Topic 6: Libraries
Contents
Topic 6: Libraries¶
The CSL compiler comes bundled with a few standard libraries, which can be
imported into the user’s program using the @import_module()
builtin. This
example shows three such compiler-bundled libraries:
the
random
library for generating uniform random numbers,the
timestamp
library for reading the on-chip timestamp counter, andthe
math
library for square root.
layout.csl¶
// color/ task ID map
//
// ID var ID var ID var ID var
// 0 D2H_1 9 18 27 reserved (memcpy)
// 1 10 19 28 reserved (memcpy)
// 2 11 20 29 reserved
// 3 12 21 reserved (memcpy) 30 reserved (memcpy)

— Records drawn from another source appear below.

PR #134, opened 2026-04-16
feat: add plugin marketplace with discovery, install, and auto-update

aleksclark:
## Summary

- Add a full plugin marketplace system for discovering, installing, and managing WASM plugins from the web UI
- Implement versioned plugin ABI (v1) with **required** `metadata()` export for self-describing plugins
- Add manifest format spec, official plugin registry, auto-update system, and comprehensive e2e test suite

### Plugin ABI
- `metadata()` is now a **required** WASM export (alongside `name`, `tools`, `configure`, `execute`, `healthy`)
- Returns JSON with name, version, ABI version, description, author, homepage, license, capabilities
- Rust guest SDK updated with `PluginMetadata` struct and `leaked_metadata()` helper
- Example plugin rebuilt with metadata export

### Manifest Format (Schema v1)
- JSON manifest with plugin listings, version ranges, download URLs, SHA256 checksums
- ABI min/max compatibility filtering
- Official manifest committed at `plugins/manifest.json`

### Marketplace Manager (`marketplace/`)
- Fetch and parse manifests from multiple sources
- Install plugins from manifest, URL, or browser upload
- SHA256 verification on every download
- Periodic auto-update with configurable interval (default 6h)
- Per-plugin and global auto-update toggles

### Web UI (`/plugins`)
- Browse available plugins from configured manifests
- One-click install, update, and uninstall
- Install from arbitrary URL
- Upload `.wasm` directly from browser
- Add/remove third-party manifest sources
- Auto-update toggle with manual "Check Now" button

### Config
- New `marketplace` section in `config.json` with manifest sources, installed plugins, auto-update settings
- Persisted through config manager round-trips

### Tests
- 25 unit tests in `marketplace_test.go`
- 28 e2e tests in `marketplace_e2e_test.go` using:
  - Real `example.wasm` binary (no fakes)
  - Real wazero WASM runtime (load + execute)
  - Real filesystem (install/uninstall writes)
  - Real web handlers via httptest
  - Real config persistence (JSON round-trip)
  - Only mock: `httptest.Server` for manifest/WASM HTTP serving

## Test plan

- [x] All 53 marketplace tests pass
- [x] WASM binary rebuilt with required `metadata()` export
- [x] Existing tests unaffected

🐻 Generated with [Claude Code](https://claude.ai/code)


acmacalister (commented):
Solid work — the e2e test suite with a real wazero runtime is especially good. Found a few things to look at inline, the most important being an unguarded map access in `CheckForUpdates`/`UpdatePlugin` and a lexicographic version comparison that breaks for plugins with double-digit minor versions.

marketplace/marketplace.go
```diff
@@ -0,0 +1,774 @@
...
+	m.mu.RUnlock()
+
+	lookup := make(map[string]*PluginVersion)
+	lookupURL := make(map[string]string) // name -> manifest URL
+	for _, mf := range manifests {
+		for _, pl := range mf.Plugins {
+			if best := bestCompatibleVersion(pl.Versions, ABIVersion); best != nil {
+				lookup[pl.Name] = best
+				for _, src := range m.cfg.ManifestSources {
+					if cached, ok := m.manifests[src.URL]; ok && cached == mf {
```
acmacalister: `m.cfg.ManifestSources` and `m.manifests` are read here without holding the lock — the `RUnlock()` on line ~403 released it before this loop, so a concurrent `AddManifestSource` or `RemoveManifestSource` call would race.

The simplest fix is to snapshot the map before releasing the lock:

```go
m.mu.RLock()
installed := make([]InstalledPlugin, len(m.cfg.InstalledPlugins))
copy(installed, m.cfg.InstalledPlugins)
// snapshot manifest cache while still holding the read lock
cachedManifests := make(map[string]*Manifest, len(m.manifests))
for k, v := range m.manifests {
    cachedManifests[k] = v
}
sourcesSnap := make([]ManifestSource, len(m.cfg.ManifestSources))
copy(sourcesSnap, m.cfg.ManifestSources)
m.mu.RUnlock()
```

The same issue appears in `UpdatePlugin` around line 477–478.

marketplace/marketplace.go
```diff
@@ -0,0 +1,774 @@
...
+	}
+	return sanitizeFilename(name)
+}
+
+func bestCompatibleVersion(versions []PluginVersion, abi int) *PluginVersion {
+	var best *PluginVersion
+	for i := range versions {
+		v := &versions[i]
+		if v.ABIMin <= abi && v.ABIMax >= abi {
+			if best == nil || v.Version > best.Version {
```
acmacalister: Version comparison uses plain `>` on strings, which is lexicographic, not semantic. That means `"1.9.0" > "1.10.0"` evaluates to true, so `bestCompatibleVersion` would pick `1.9.0` over `1.10.0` — the wrong winner once a plugin crosses a minor version boundary.

The project already uses `github.com/Masterminds/semver/v3` (visible in `go.sum`). Using `semver.MustParse` here would give correct ordering with minimal change:

```go
import semver "github.com/Masterminds/semver/v3"

if best == nil {
    best = v
    continue
}
bv, err1 := semver.NewVersion(best.Version)
vv, err2 := semver.NewVersion(v.Version)
if err1 != nil || err2 != nil {
    // fall back to lexicographic on parse error
    if v.Version > best.Version {
        best = v
    }
    continue
}
if vv.GreaterThan(bv) {
    best = v
}
```

web/web_marketplace.go
```diff
@@ -0,0 +1,310 @@
...
+	if err := w.marketplace.RemoveManifestSource(url); err != nil {
+		http.Redirect(rw, r, "/plugins?error="+urlEncode(err.Error()), http.StatusSeeOther)
+		return
+	}
+
+	http.Redirect(rw, r, "/plugins?success=Manifest+source+removed.", http.StatusSeeOther)
+}
+
+func urlEncode(s string) string {
+	return strings.ReplaceAll(s, " ", "+")
```
acmacalister, line 335: `urlEncode` only replaces spaces — it leaves `&`, `=`, `#`, `?`, and other reserved URL characters untouched. An error message like `"connection refused & retry=false"` would produce a query string with a second parameter, silently truncating the error text shown to the user (and potentially introducing unexpected query params).

The standard library has this covered:

```go
import "net/url"

// in each handler:
http.Redirect(rw, r, "/plugins?error="+url.QueryEscape(err.Error()), http.StatusSeeOther)
```

Or keep the helper but use `url.QueryEscape` inside it.

wasm/module.go
```diff
@@ -6,6 +6,7 @@ import (
 	"fmt"
 
 	mcp "github.com/daltoniam/switchboard"
+	"github.com/daltoniam/switchboard/marketplace"
```
acmacalister, line 9: The `wasm` package is a low-level WASM runtime adapter; importing `marketplace` here pulls in application-layer concerns (manifests, installs, config persistence) as a transitive dependency of every binary that uses the runtime — and it creates a layering issue where the infrastructure layer knows about the application layer.

`PluginMetadata` is really a domain type, so it belongs in `mcp.go` alongside `WasmModuleConfig` and the other shared config structs. That way `wasm` imports only the root `mcp` package (which it already does) and `marketplace` can import `mcp` for the type — keeping the dependency arrows pointing the right way.

marketplace/marketplace.go
```diff
@@ -0,0 +1,774 @@
...
+	m.mu.Lock()
+	m.cfg.LastCheck = time.Now().UTC().Format(time.RFC3339)
+	for i, ip := range m.cfg.InstalledPlugins {
+		if latest, ok := lookup[ip.Name]; ok {
+			m.cfg.InstalledPlugins[i].LatestVersion = latest.Version
+		}
+	}
+	m.mu.Unlock()
+
+	_ = m.save()
```
acmacalister: The save error after updating `LastCheck` and `LatestVersion` is silently discarded with `_ = m.save()`. If the config write fails the user won't know, and the next restart will show stale timestamps.

Even just logging it keeps the behavior consistent with the rest of the file:

```go
if err := m.save(); err != nil {
    log.Printf("WARN: failed to persist update-check state: %v", err)
}
```

cmd/server/main.go
```diff
@@ -306,7 +307,72 @@ func runServer(stdioMode bool, port int, discoverAll bool) {
...
+				AutoUpdate:    ip.AutoUpdate,
+				LatestVersion: ip.LatestVersion,
+			})
+		}
+		cfgNow := cfgMgr.Get()
+		cfgNow.Marketplace = mc
+		return cfgMgr.Update(cfgNow)
+	})
+
+	if mpCfg.AutoUpdate {
```
acmacalister: The auto-update loop is only started if `mpCfg.AutoUpdate` is `true` at server startup (line 370). That means toggling auto-update on via the web UI takes effect in the config file, but the background goroutine never gets launched until the next restart — the UI gives no indication of this.

Worth calling out in the docs at minimum. A more robust fix would be to always start the loop and let `StartAutoUpdateLoop` read `m.cfg.AutoUpdate` dynamically on each tick — which it already does at line 616 — so the goroutine itself correctly no-ops when disabled. Starting it unconditionally would make the toggle actually work at runtime.

marketplace/marketplace.go
```diff
@@ -0,0 +1,805 @@
...
+		Name:        name,
+		Version:     "unknown",
+		InstalledAt: time.Now().UTC().Format(time.RFC3339),
+		Path:        destPath,
+		SHA256:      hash,
+		AutoUpdate:  false,
+	}
+
+	m.mu.Lock()
+	m.cfg.InstalledPlugins = append(m.cfg.InstalledPlugins, ip)
```
acmacalister, line 332: `InstallFromURL` appends unconditionally — if someone installs the same URL twice (or a URL that resolves to a plugin with the same name as an existing one), `InstalledPlugins` ends up with duplicate entries. `downloadAndInstall` does the right thing with an upsert; this path should too:

```go
m.mu.Lock()
var updated bool
for i, existing := range m.cfg.InstalledPlugins {
    if existing.Name == ip.Name {
        m.cfg.InstalledPlugins[i] = ip
        updated = true
        break
    }
}
if !updated {
    m.cfg.InstalledPlugins = append(m.cfg.InstalledPlugins, ip)
}
m.mu.Unlock()
```

Same issue at line 364 for `InstallFromBytes`.

wasm/module.go
acmacalister, line 9: `wasm` importing `marketplace` to type the return value of `Metadata()` inverts the natural layering — the WASM execution layer shouldn't depend on the distribution/marketplace layer.

`PluginMetadata` has no marketplace-specific logic; it's a domain type describing a plugin. It already fits in the root `mcp` package alongside `WasmModuleConfig` and `MarketplaceConfig`, which both packages import today. Moving it there would let `Metadata()` return `*mcp.PluginMetadata` and remove the `wasm` → `marketplace` coupling.

web/web_marketplace.go
```diff
@@ -0,0 +1,310 @@
...
+			Path:          ip.Path,
+			InstalledAt:   ip.InstalledAt,
+			AutoUpdate:    ip.AutoUpdate,
+			LatestVersion: ip.LatestVersion,
+			UpdateAvail:   ip.LatestVersion != "" && ip.LatestVersion != ip.Version,
+		}
+		data.Installed = append(data.Installed, entry)
+	}
+
+	if len(cfg.ManifestSources) > 0 {
```
acmacalister, line 51: Every `GET /plugins` page load fetches all configured manifests synchronously, blocking for up to 15 seconds. With two slow or unreliable sources the page will feel broken to users. The `Manager.manifests` cache map already exists — consider giving it a TTL so repeated page loads return cached data and trigger a background refresh, or at minimum skip the network fetch when `LastCheck` is recent enough (the field is already there).

acmacalister (commented):
Solid feature — well-structured, great test coverage with real WASM execution, and both issues from the last review round are fixed. Three things inline worth a look before merging.

acmacalister (commented):
Solid PR — builds clean, all 45 test packages pass with the race detector, lint is clear, and the e2e suite using real wazero + real WASM is the right way to test this. Three things inline worth a look.

marketplace/marketplace.go
```diff
@@ -0,0 +1,809 @@
...
+
+	m.mu.RLock()
+	installed := make([]InstalledPlugin, len(m.cfg.InstalledPlugins))
+	copy(installed, m.cfg.InstalledPlugins)
+	m.mu.RUnlock()
+
+	m.mu.RLock()
+	sources := make([]ManifestSource, len(m.cfg.ManifestSources))
+	copy(sources, m.cfg.ManifestSources)
+	manifestCache := make(map[string]*Manifest, len(m.manifests))
```
acmacalister, line 414: There are two back-to-back `mu.RLock` / `mu.RUnlock` pairs here — one for `installed` (lines 402–405) and a second for `sources` + `manifestCache` (lines 407–414). Both are immediately released before any shared work begins, so they could just as well be a single lock scope, and having two separate acquisitions is easy to misread as intentional double-check locking.

Merging them removes ambiguity:

```go
m.mu.RLock()
installed := make([]InstalledPlugin, len(m.cfg.InstalledPlugins))
copy(installed, m.cfg.InstalledPlugins)
sources := make([]ManifestSource, len(m.cfg.ManifestSources))
copy(sources, m.cfg.ManifestSources)
manifestCache := make(map[string]*Manifest, len(m.manifests))
for k, v := range m.manifests {
    manifestCache[k] = v
}
m.mu.RUnlock()
```

web/web_marketplace.go
acmacalister, line 335: `urlEncode` only swaps spaces for `+`, but error strings from the marketplace can contain `&`, `=`, `?`, `#`, or other characters that would corrupt the query parameter and silently truncate or misparse the error message in the template. `url.QueryEscape` handles all of this correctly:

```go
func urlEncode(s string) string {
    return url.QueryEscape(s)
}
```

(just add `"net/url"` to the imports)

cmd/server/main.go
```diff
@@ -306,7 +305,70 @@ func runServer(stdioMode bool, port int, discoverAll bool) {
...
+				Path:          ip.Path,
+				SHA256:        ip.SHA256,
+				AutoUpdate:    ip.AutoUpdate,
+				LatestVersion: ip.LatestVersion,
+			})
+		}
+		cfgNow := cfgMgr.Get()
+		cfgNow.Marketplace = mc
+		return cfgMgr.Update(cfgNow)
+	})
```
acmacalister, line 390: This save callback is ~30 lines of field-by-field translation between `marketplace.Config` and `mcp.MarketplaceConfig`, mirroring the ~25-line init block above it (lines 310–336). Three parallel struct pairs with identical fields.

The root cause is having two type sets for the same data. If `mcp.MarketplaceConfig` (and its sub-types) can't be collapsed into `marketplace.Config` directly, at minimum wrapping this in a pair of helpers (`toMCPMarketplaceConfig` / `fromMCPMarketplaceConfig`) would keep `main.go` readable and make the translation testable in isolation.

wasm/runtime.go
```diff
@@ -113,6 +114,10 @@ func (m *Module) resolveExports() error {
 	if m.fnHealthy == nil {
 		return fmt.Errorf("wasm: module does not export 'healthy'")
 	}
+	m.fnMetadata = m.mod.ExportedFunction("metadata")
+	if m.fnMetadata == nil {
+		return fmt.Errorf("wasm: module does not export 'metadata'")
```
acmacalister, line 119: Making `metadata()` a hard required export is a breaking ABI change — any WASM plugin compiled before this PR will now fail to load silently (the `WARN` log in `loadWasmModule` is easy to miss). There's no migration note in the docs or a graceful fallback.

Since `Module.Metadata()` already returns `nil` when `fnMetadata == nil`, it seems safe to treat the export as optional during `resolveExports` and just log a hint if it's absent:

```go
m.fnMetadata = m.mod.ExportedFunction("metadata")
if m.fnMetadata == nil {
    // metadata() is optional; older plugins without it still work,
    // credential_keys discovery and PlainTextKeys just won't be available.
}
```

If the intent is to require it going forward, the docs in `docs/plugin-marketplace.md` should call out the migration step (rebuild with the updated SDK) and ideally the WARN log should become something more prominent so users know why their plugin stopped loading.

marketplace/marketplace.go
```diff
@@ -0,0 +1,809 @@
...
+	copy(sources, m.cfg.ManifestSources)
+	m.mu.RUnlock()
+
+	var results []*Manifest
+	var errs []string
+	for _, src := range sources {
+		if !src.Enabled {
+			continue
+		}
+		manifest, err := m.FetchManifest(ctx, src.URL)
```
acmacalister, line 196: The `manifests` cache map (written in `FetchManifest` at line 177) is never consulted here before making the request — `FetchAllManifests` always fires a network call for every enabled source. The existing comment from another reviewer flags the synchronous page-load latency, and adding a TTL would fix both that and this. A simple approach:

```go
type cachedManifest struct {
    manifest  *Manifest
    fetchedAt time.Time
}
// replace manifests map[string]*Manifest with:
// manifests map[string]cachedManifest
```

Then in `FetchAllManifests`, check `if c, ok := m.manifests[src.URL]; ok && time.Since(c.fetchedAt) < cacheTTL { results = append(results, c.manifest); continue }`. Even a 60-second TTL would eliminate the latency spike on repeated page loads.

acmacalister (commented):
Solid work — the marketplace architecture is well-designed, and 53 tests with real WASM execution is great coverage. Two things the existing comments haven't flagged inline.

web/web_marketplace.go
acmacalister, line 335: `urlEncode` only swaps spaces for `+` — characters like `&`, `=`, and `#` pass through unchanged. An error message containing `&` would silently inject extra query parameters into the redirect URL, and `#` would truncate it entirely. `url.QueryEscape` (or `url.Values`) is the right tool here:

```go
func urlEncode(s string) string {
    return url.QueryEscape(s)
}
```

marketplace/marketplace.go
```diff
@@ -0,0 +1,809 @@
...
+	m.mu.RUnlock()
+
+	m.mu.RLock()
+	sources := make([]ManifestSource, len(m.cfg.ManifestSources))
+	copy(sources, m.cfg.ManifestSources)
+	manifestCache := make(map[string]*Manifest, len(m.manifests))
+	for k, v := range m.manifests {
+		manifestCache[k] = v
+	}
+	m.mu.RUnlock()
```
acmacalister, line 418: There are two back-to-back `RLock/RUnlock` pairs here that read from the same protected fields. This is fine for correctness but slightly wasteful — they can be merged into a single lock section, which is also cleaner to reason about under data race analysis:

```go
m.mu.RLock()
installed := make([]InstalledPlugin, len(m.cfg.InstalledPlugins))
copy(installed, m.cfg.InstalledPlugins)
sources := make([]ManifestSource, len(m.cfg.ManifestSources))
copy(sources, m.cfg.ManifestSources)
manifestCache := make(map[string]*Manifest, len(m.manifests))
for k, v := range m.manifests {
    manifestCache[k] = v
}
m.mu.RUnlock()
```

wasm/module.go
acmacalister, line 9: The `wasm` package now imports `marketplace` so that `Metadata()` can return `*marketplace.PluginMetadata`. This inverts the intended dependency direction: `wasm` is a runtime adapter, `marketplace` is a domain package — and `marketplace` imports nothing from `wasm`. Introducing this edge means any future attempt to use `wasm` types from `marketplace` would create a cycle.

The cleaner home for `PluginMetadata` is `mcp.go` (the root domain package), where the other shared types like `MarketplaceConfig` already live. `wasm.Module.Metadata()` would then return `*mcp.PluginMetadata`, and `marketplace` could reference it from the root package the same way it would any other `mcp.*` type.

acmacalister (commented):
Solid PR — the architecture is well thought out, tests are thorough, and SHA256 verification on every download is a nice touch. Three things worth a look inline.

wasm/loader.go
```diff
@@ -0,0 +1,135 @@
...
+		}
+	}
+
+	l.mu.Lock()
+	if old, ok := l.modules[mod.Name()]; ok {
+		l.reg.Unregister(mod.Name())
+		old.Close(ctx) //nolint:errcheck
+		delete(l.modules, mod.Name())
+	}
+	l.mu.Unlock()
```
acmacalister, line 90: There's a TOCTOU window here: the lock is released on line 90 after removing the old module, but `reg.Register` (line 92) and the second `l.mu.Lock` / `l.modules[mod.Name()] = mod` (lines 106-108) happen outside it. Two concurrent `LoadPlugin` calls for the same plugin name can both pass the old-module check, then race to register — the second caller will get "already registered" and its module will be closed, but the winning caller's module ends up tracked while the registry state may be inconsistent.

Holding `l.mu` across the register+track sequence fixes this, though `reg.Register` and the module's own lock require care. One approach: move the entire replace-and-register sequence inside a single held section, or use a per-plugin lock/channel to serialize installs:

```go
// Hold the lock across the full replace-register-track sequence:
l.mu.Lock()
if old, ok := l.modules[mod.Name()]; ok {
    l.reg.Unregister(mod.Name())
    old.Close(ctx) //nolint:errcheck
}
if err := l.reg.Register(mod); err != nil {
    l.mu.Unlock()
    mod.Close(ctx) //nolint:errcheck
    return fmt.Errorf("register WASM module %q: %w", path, err)
}
l.modules[mod.Name()] = mod
l.mu.Unlock()
```

marketplace/marketplace.go
```diff
@@ -0,0 +1,809 @@
...
+	}
+
+	ip := InstalledPlugin{
+		Name:        name,
+		Version:     ver.Version,
+		ManifestURL: manifestURL,
+		InstalledAt: time.Now().UTC().Format(time.RFC3339),
+		Path:        destPath,
+		SHA256:      hash,
+		AutoUpdate:  m.cfg.AutoUpdate,
```
acmacalister, line 698: `m.cfg.AutoUpdate` is read here before the mutex is acquired (the lock comes three lines later at the `m.mu.Lock()` on line 701). Under the race detector this is a data race: any goroutine in `StartAutoUpdateLoop` can be reading or writing `m.cfg.AutoUpdate` concurrently.

The simplest fix is to read it inside the lock that's already being acquired for the slice update:

```go
m.mu.Lock()
autoUpdate := m.cfg.AutoUpdate
var updated bool
for i, existing := range m.cfg.InstalledPlugins {
    if existing.Name == name {
        ip.AutoUpdate = autoUpdate
        m.cfg.InstalledPlugins[i] = ip
        updated = true
        break
    }
}
if !updated {
    ip.AutoUpdate = autoUpdate
    m.cfg.InstalledPlugins = append(m.cfg.InstalledPlugins, ip)
}
m.mu.Unlock()
```

web/web_marketplace.go
```diff
@@ -0,0 +1,336 @@
...
+
+	ctx, cancel := context.WithTimeout(r.Context(), 2*time.Minute)
+	defer cancel()
+	ip, err := w.marketplace.InstallFromURL(ctx, url)
+	if err != nil {
+		http.Redirect(rw, r, "/plugins?error=Install+failed:+"+urlEncode(err.Error()), http.StatusSeeOther)
+		return
+	}
+
+	w.liveLoadPlugin(r.Context(), ip.Path, "")
```
acmacalister, line 130: `liveLoadPlugin` is called with `r.Context()` here (and on lines 102, 165, 215) after the preceding operation used a bounded `ctx` with a 2-minute timeout. If the network op took nearly the full timeout and the HTTP client disconnected, `r.Context()` may already be cancelled — the WASM load would fail silently (it's just logged as a WARN). It would be more consistent to pass `ctx` here so the load shares the same deadline as the download that preceded it:

```go
w.liveLoadPlugin(ctx, ip.Path, "")
```

web/web_marketplace.go
```diff
@@ -0,0 +1,336 @@
...
+func (w *WebServer) liveUnloadPlugin(ctx context.Context, name string) {
+	if w.wasmLoader == nil {
+		return
+	}
+	if err := w.wasmLoader.UnloadPlugin(ctx, name); err != nil {
+		log.Printf("WARN: live-unload plugin %q failed: %v", name, err)
+	}
+}
+
+func urlEncode(s string) string {
```
acmacalister, line 334: `urlEncode` only replaces spaces with `+`, so error messages containing `&`, `=`, `#`, or `%` will produce malformed query strings in the redirect URLs. For example, an error like `SHA256 mismatch: got abc&want xyz` would inject a second query param into the URL and truncate the visible error message.

`url.QueryEscape` from the standard library handles all of this correctly:

```go
func urlEncode(s string) string {
    return url.QueryEscape(s)
}
```

(You'd also need to add `"net/url"` to the import block.)

acmacalister (commented):
Solid feature — the architecture is well-structured, the test suite is genuinely comprehensive (real WASM binary, real filesystem, real runtime), and the SHA256 verification + size limits show good security hygiene. Four things worth a look before merging, all inline.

// 4 13 22 reserved (memcpy) 31 reserved
// 5 14 23 reserved (memcpy) 32
// 6 15 24 33
// 7 16 25 34
// 8 main_task_id 17 26 35
//
param MEMCPYD2H_DATA_1_ID: i16; // ID for memcpy streaming colors
param iterations: u32;
// Colors
const MEMCPYD2H_DATA_1: color = @get_color(MEMCPYD2H_DATA_1_ID);
// Task IDs
const main_task_id: local_task_id = @get_local_task_id(8);
const memcpy = @import_module( "<memcpy/get_params>", .{
.width = 1,
.height = 1,
.MEMCPYD2H_1 = MEMCPYD2H_DATA_1
});
layout {
@set_rectangle(1, 1);
@set_tile_code(0, 0, "pe_program.csl", .{
.memcpy_params = memcpy.get_params(0),
.main_task_id = main_task_id,
.iterations = iterations
});
// export symbol name
@export_name("f_run", fn()void);
@export_name("f_send_timestamps", fn()void);
}
pe_program.csl¶
// Not a complete program; the top-level source file is layout.csl.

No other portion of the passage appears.